The smart set are already there in force. Steven Spielberg, Pierce Brosnan, Andre Agassi, Gywneth Paltrow and Sean Connery are all among the celebrity names to appear in the hotel visitor books. Some like the country so much they bought a piece: Robert De Niro, Clint Eastwood and Sharon Stone are each rumoured to be buying their own private island.

CROATIA FOR BEACHES 

CROATIA HAS more than 1,000 miles of mainland littoral, as well as those 1,000 islands. The swimming is sparkling — more than 100 resorts fly Blue Flags — although the beaches tend to be narrow and pebbly.

THE BIGGER PICTURE – HERITAGE AND CULTURE

Rather than concentrate on one area, it’s perfectly possible to take in many of Croatia’s cultural highlights in one trip: the country is relatively small and transport links are good.

CROATIA FOR ISLANDS – MORE THAN 1000 ISLANDS OF CROATIA

WHAT CROATIA does best, even on a par with Greece, is islands. No two are alike, most having grown up in isolation from their neighbours. The way to enjoy them is to hop. It would take a whole, delightful summer to work your way down the chain, flying in to Pula or Rijeka in the north and home from Dubrovnik. On a more realistic time frame, you should fly into Split and work your way south along the Dalmatian archipelago.

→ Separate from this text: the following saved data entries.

PR #3352, opened 2017-05-02
Only using Blob.updated if it is set in download_to_filename().

### LINKED ISSUE #3342: Error when downloading blobs with storage v1.1.0
See build log: https://www.google.com/url?q=https%3A%2F%2Ftravis-ci.org%2FGoogleCloudPlatform%2Fpython-docs-samples%2Fbuilds%2F226935178%23L786&sa=D&sntz=1&usg=AFQjCNG3mWBi07AXjvj70yKUdQ0pI4hJNw

dhermes:
Fixes #3342.

### DIFF
--- a/storage/google/cloud/storage/blob.py
+++ b/storage/google/cloud/storage/blob.py
@@ -432,8 +432,10 @@ class Blob(_PropertyMixin):
         with open(filename, 'wb') as file_obj:
             self.download_to_file(file_obj, client=client)
 
-        mtime = time.mktime(self.updated.timetuple())
-        os.utime(file_obj.name, (mtime, mtime))
+        updated = self.updated
+        if updated is not None:
+            mtime = time.mktime(updated.timetuple())
+            os.utime(file_obj.name, (mtime, mtime))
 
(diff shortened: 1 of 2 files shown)


storage/google/cloud/storage/blob.py
```diff
@@ -432,8 +432,10 @@ def download_to_filename(self, filename, client=None):
         with open(filename, 'wb') as file_obj:
             self.download_to_file(file_obj, client=client)
 
-        mtime = time.mktime(self.updated.timetuple())
-        os.utime(file_obj.name, (mtime, mtime))
+        updated = self.updated
```
jonparrott: No change needed, but wondering why you've assigned this to a temporary variable instead of just referencing `self.updated`?

dhermes: Because `self.updated` is a `@property` does a dictionary lookup and a string->native datetime conversion on every call. So calling it twice would be "double computation". (I figured someone would ask.)

jonparrott:
gotcha.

Here are the best stops along the way.

BRAC ISLAND – FAMOUS WHITE STONE OF BRAC

Aside from Bol and the beaches, its interior is covered in olive and lemon groves, vineyards, wild herbs, free-ranging sheep and quarries whose pale stone was used to build the White House in Washington, DC and the altar in Liverpool cathedral.

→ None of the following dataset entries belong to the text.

PR #3353, opened 2017-05-02
Bugfix release of Storage.

dhermes:
Release notes will be simple

## google-cloud-storage 1.1.1

- Bug fix: Only using `Blob.updated` if it is set in `download_to_filename()`. (#3352)

/cc @danigosa

### DIFF
--- a/storage/setup.py
+++ b/storage/setup.py
@@ -59,7 +59,7 @@ REQUIREMENTS = [
 
 setup(
     name='google-cloud-storage',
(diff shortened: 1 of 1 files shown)


dhermes:
Here is the tag build

https://circleci.com/gh/GoogleCloudPlatform/google-cloud-python/1713

which will push to 

https://pypi.python.org/pypi/google-cloud-storage/1.1.1

Issue #2997, opened 2017-02-10
Stop writing to `/var/log/app_engine/`


JustinBeckwith:
Currently the logging library is writing files to a magical path:  `/var/log/app_engine/`.  This is not an official supported path, and would only work for App Engine.  At any point -that path could stop working. 

The only officially supported ways to write logs are to write to stdout or stderr, or to use the cloud logging APIs.  Come chat with me if you have questions!

[https://github.com/GoogleCloudPlatform/google-cloud-python/blob/master/logging/google/cloud/logging/handlers/app_engine.py#L34][1]

[1]: https://github.com/GoogleCloudPlatform/google-cloud-python/blob/9619004959def22ad2084691f382dc1cada46afd/logging/google/cloud/logging/handlers/app_engine.py#L34

jonparrott:
@waprin can you take this?

waprin:
@JustinBeckwith it's ok if it only works on App Engine because it's only supposed to be used on App Engine. 

stdout/stderr don't capture severity which this was supposed to address.

We can switch it to use the API directly, just need to make sure correct monitored resource gets set.

lukesneeringer:
@waprin Can you provide me with some clarity on this? Does this need to be fixed, or is it working as intended?

waprin:
@lukesneeringer 

tl;dr: It's working, but via an unofficially supported mechanism, and so it needs to be fixed, which I can do.

Longer story:

These are for the Python standard logging handlers, which is not the main API interface we document, it's just a helper that I added. I documented  it under "Additional tools" in the Cloud docs and a section at the bottom of these Github docs.

As mentioned, on App Engine Flex, stdout/stderr ends up in Stackdriver Logging, but the reason I just don't like logging to that (which is where Python standard logging goes by default), is because the fluentd logger doesn't capture error severity levels. So if you try to search for messages logged at severity `error` the best you can do is a text search for the word `error`, and you will get all message that have the word error in them regardless of their log level. It's a small detail but I think a nice one to get right. So the current handler tries to format the messages so the fluentd agent parses the severity correctly. Justin is telling me that I shouldn't rely on the fluentd agent at all and should just write directly to the API.

The only small details to doing that right is to correctly set the monitored resource so the logs show up in the correct App Engine service/version logs rather than in custom global logs. 

[...]

PR #3355, opened 2017-05-02
Add trace_id to log payload to enable log aggregation in GAE Flex

liyanhui1228:
Extract trace_id from HTTP request header and add it to application log. The pantheon UI will show the app logs grouped by trace_id and show them aggregated in one request.

Below is the screenshot of the aggregated log:
screenshot from 2017-05-01 17 37 44

### DIFF
--- a/logging/google/cloud/logging/handlers/_helpers.py
+++ b/logging/google/cloud/logging/handlers/_helpers.py
@@ -16,6 +16,7 @@
 
 import math
 import json
+import os
 
 
 def format_stackdriver_json(record, message):
@@ -26,6 +27,7 @@ def format_stackdriver_json(record, message):
     """
     subsecond, second = math.modf(record.created)
 
+    # Assemble a dictionary with the log string as the message.
     payload = {
         'message': message,
         'timestamp': {
@@ -36,4 +38,44 @@ def format_stackdriver_json(record, message):
         'severity': record.levelname,
     }
 
+    # Make a best effort to add the trace id.
+    # First try to extract the trace_id from HTTP header, only support flask framework for now.
+    trace_id = parse_flask_request_header()
+
+    # If that didn't work, try to get the trace_id from the 'extras' of the record.
+    if not trace_id:
+        trace_id = getattr(record, 'trace_id', None)
+
+    # If still cannot get the trace_id, try to get it from environment.
+    if not trace_id:
+        trace_id = os.getenv('HTTP_X_CLOUD_TRACE_CONTEXT', '').split('/')[0]
+
+    # Add trace_id to payload if it was found.
+    if trace_id:
+        payload['traceId'] = trace_id
+
     return json.dumps(payload)
+
+
+def parse_flask_request_header():
+    """Parse flask request header to get trace_id.
+    
+        :rtype: str
+        :return: trace_id get from flask header
+    """
+    # Import the web framework to parse HTTP header.
+    try:
+        import flask
+    except ImportError:
+        flask = None
+
+    # Extract the trace_id
+    if flask:
+        try:
+            trace_id = flask.request.headers['X-Cloud-Trace-Context'].split('/')[0]
+        except KeyError:
+            trace_id = None
+    else:
+        trace_id = None
+
+    return trace_id


logging/google/cloud/logging/handlers/_helpers.py
```diff
@@ -36,4 +38,44 @@ def format_stackdriver_json(record, message):
...
+    # Extract the trace_id
+    if flask:
+        try:
+            trace_id = flask.request.headers['X-Cloud-Trace-Context'].split('/')[0]
+        except KeyError:
+            trace_id = None
+    else:
+        trace_id = None
+
+    return trace_id
```
dhermes: Please end your file with a newline

logging/google/cloud/logging/handlers/_helpers.py
```diff
@@ -36,4 +38,44 @@ def format_stackdriver_json(record, message):
...
+        :return: trace_id get from flask header
+    """
+    # Import the web framework to parse HTTP header.
+    try:
+        import flask
+    except ImportError:
+        flask = None
+
+    # Extract the trace_id
+    if flask:
```
dhermes: `if flask is not None`

logging/google/cloud/logging/handlers/_helpers.py
```diff
@@ -36,4 +38,44 @@ def format_stackdriver_json(record, message):
...
+    """Parse flask request header to get trace_id.
+    
+        :rtype: str
+        :return: trace_id get from flask header
+    """
+    # Import the web framework to parse HTTP header.
+    try:
+        import flask
+    except ImportError:
+        flask = None
```
dhermes: Please do this at module-scope

logging/google/cloud/logging/handlers/_helpers.py
```diff
@@ -36,4 +38,44 @@ def format_stackdriver_json(record, message):
...
+        payload['traceId'] = trace_id
+
     return json.dumps(payload)
+
+
+def parse_flask_request_header():
+    """Parse flask request header to get trace_id.
+    
+        :rtype: str
+        :return: trace_id get from flask header
```
dhermes: Should de-dent these to be at the same indent level as everything else

logging/google/cloud/logging/handlers/_helpers.py
```diff
@@ -36,4 +38,44 @@ def format_stackdriver_json(record, message):
         'severity': record.levelname,
     }
 
+    # Make a best effort to add the trace id.
+    # First try to extract the trace_id from HTTP header, only support flask framework for now.
+    trace_id = parse_flask_request_header()
```
dhermes: I am big time :-1: on putting a **flask-specific** check in a generic method.

A better fix would probably involve allowing a way to register extra checkers, either through a registry in this module or through a registry on a `Client()` object (or a similar type).

waprin:
This whole PR should get closed, we are just supposed to use the generic log handler according to @justinbeckwith in #2997

waprin:
Maybe we can still get the app ID in there but it shouldn't be via the stackdriver helper that currently exists.

dhermes:
@waprin Can we make a decision quickly and either move forward or close this thing? (i.e. just don't want it to come off our plates and sit open in limbo)

waprin:
I think we should close and @liyanhui1228 and @duggelz should have a quick chat about best way to do this.

logging/google/cloud/logging/handlers/_helpers.py
duggelz: Adding Flask-specific, Django-specific, webapp2-specific, pycharm-specific, etc code to support the silver language contract has always been my understanding of the plan.  The exact implementation undetermined, and so now is a good time to talk about it.  Do you have access to the "Stackdriver: Silver Language Requirements" document?  Specifically the "Runtimes: Logging" section.  Shall I setup a meeting to discuss, or take it to email?

dhermes: @duggelz The issue is not **THAT** we provide purpose-built helpers, just **WHERE / HOW**. (Hence my suggestion for a better fix.)

dhermes:
OK, closing now. We can always re-open.

duggelz:
This has nothing to do with #2997

jonparrott:
Okay - deep breath - we failed to properly support a new contributor here. We need to do better.

It's clear that while we *want* this feature, we're not ready to implement it. So, let's create a bug/feature request for this feature and mark all blocking bugs. If the owners of those bugs can't resolve them in a timely manner, let's see what we can do to enable @liyanhui1228 or @duggelz to address them so that this feature can be implemented.

@dhermes or @lukesneeringer, can you own this? If not, please let me know and I will do this personally.

lukesneeringer:
I am happy to own it if needed ("buck stops here" kind of thing), but I am not sure I am the right person. I have read over this ticket and I do not intuitively grok the issue in question.

I _think_ the issue is that if there is an HTTP header that we can easily get at, we want to send it to Stackdriver in some way?

Best case for me is if @jonparrott owns this, but I am willing to if needed. :-)

jonparrott:
@lukesneeringer I'm on it.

HVAR ISLAND – TOP CELEBRITIES DESTINATION

The most Riviera-chic of Croatia’s islands, its main town is a Renaissance show of palaces, with a Venetian main square flagstoned in polished marble as slippery as an ice rink. The old arsenal is part gallery, part 17th-century jewel-box theatre, while overlooking everything is a fortress with a tiny museum of shipwreck finds.

KORCULA ISLAND – BIRTHPLACE OF MARCO POLO

Roughly the size of the Isle of Wight, its main draw is the 14th-century walled Venetian town, supposedly the birthplace of Marco Polo (lots of De Polos live on the island today). There’s even a St Mark’s Cathedral, housing a Tintoretto, as well as an impressive collection of art in the Bishop’s Treasury, which boasts a Tiepolo.

VIS ISLAND – BLUE CAVE

The sleepy old fishing village of Komiza serves as the departure point for excursions to Vis’s sister island of Bisevo, to see the Blue Cave, the Balkans’ answer to Capri’s Blue Grotto. It’s at its best at midday, when the sun angles in to illuminate the cave in iridescent blues.

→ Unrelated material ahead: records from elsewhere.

PR #3357, opened 2017-05-02
Factoring out some Blob helpers.

dhermes:
This is prep work for swapping out the upload implementation to use `google-resumable-media`.

I just wanted to get "unrelated" and non-controversial changes out of the way before a big PR.

### DIFF
--- a/storage/google/cloud/storage/blob.py
+++ b/storage/google/cloud/storage/blob.py
@@ -27,7 +27,6 @@ import os
 import time
 
 import httplib2
-import six
 from six.moves.urllib.parse import quote
 
 import google.auth.transport.requests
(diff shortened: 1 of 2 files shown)


storage/google/cloud/storage/blob.py
```diff
@@ -324,6 +325,23 @@ def delete(self, client=None):
         """
         return self.bucket.delete_blob(self.name, client=client)
 
+    def _make_transport(self, client):
```
jonparrott: Can this go away when we drop httplib2?

storage/google/cloud/storage/blob.py
```diff
@@ -50,8 +49,10 @@
 
 
 _API_ACCESS_ENDPOINT = 'https://storage.googleapis.com'
+_DEFAULT_CONTENT_TYPE = u'application/octet-stream'
 _DOWNLOAD_URL_TEMPLATE = (
     u'https://www.googleapis.com/download/storage/v1{path}?alt=media')
+_CONTENT_TYPE = 'contentType'
```
jonparrott: I'd prefer this name be more descriptive, or at least have a comment.

storage/google/cloud/storage/blob.py
dhermes: Yes it can!

storage/google/cloud/storage/blob.py
dhermes: I promise to put it in a follow-up PR. Pinky swear!

PR #3785, opened 2017-08-10
Block creation of transaction for session w/ existing txn.

### LINKED ISSUE #3476: Cloud Spanner Client should prevent nested transactions
Cloud Spanner does not support [nested transactions](https://en.wikipedia.org/wiki/Nested_transaction). But the client library does allow users to call `database.run_in_transaction` inside of the callback that is provided to an outer `database.run_in_transaction`. This is misleading since users might believe that this will behave like a nested transaction but in reality these will be two independent transactions. This is confusing and a source of bugs. Specifically the inner transaction might succeed while the outer might ABORT, in which case the callback will be rerun thus rerunning the inner transaction. 
We should prevent this from happening by detecting and raising an error if someone calls `database.run_in_transaction` inside the callback provided to `database.run_in_transaction`.  Note that this needs to be done before Beta since this is a known breaking change.
Also note that if we come across a use case where we do want to allow calling a nested `database.run_in_transaction`, we should be able to enable that in future without making a breaking change. 

cc @jgeewax @bjwatson

tseaver:
Closes #3476.

/cc @vkedia

### DIFF
--- a/spanner/google/cloud/spanner/session.py
+++ b/spanner/google/cloud/spanner/session.py
@@ -249,6 +249,7 @@ class Session(object):
 
         if self._transaction is not None:
             self._transaction._rolled_back = True
+            del self._transaction
 
         txn = self._transaction = Transaction(self)
         return txn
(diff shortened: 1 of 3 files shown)


vkedia:
I don't think this resolves the issue. This only helps if it is the same session. But when user calls database.run_in_transaction inside the callback supplied to database.run_in_transaction, it will check out a new session and thus still proceed.

PR #3787, opened 2017-08-10
Drop 'Database.read' and 'Database.execute_sql' convenience methods.

tseaver:
Because the context managers they use returned the session to the database's pool, application code could not safely iterate over the result sets returned by the methods.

MLJET ISLAND – NATIONAL PARK WITH SALTWATER LAKES

This is the most natural of the islands, covered in ancient pines and oaks and mostly protected as a national park. Explore by rented bike as well as by canoe across a pair of saltwater lakes. At the southern end are some of Croatia’s rare sandy beaches.

CROATIA FOR SAILING – BETTER THAN GREECE OR TURKEY

WHY TAKE a chance on Croatia rather than stick with Greece and Turkey, the established haunts of warm-weather sailors? Simple answer: the coast of Croatia has statistics to make sailors spill their grog. With those 1,000 islands, 500 harbours, 48 marinas and hundreds of safe anchorages, it makes for some of the best sailing in the Med — and it’s a lot less crowded than the old favourites.

ESCAPING – KORNATI ARCHIPELAGO – NATIONAL PARK

Croats say that when God made the world, he took the offcuts, tossed them into the sea and left them where they fell. The result: the Kornati, a national park of about 100 wild, barren mostly deserted, limestone islands. You can rent a handful of simple fishermen’s cottages, where you have to draw water from a well and have your groceries delivered by boat.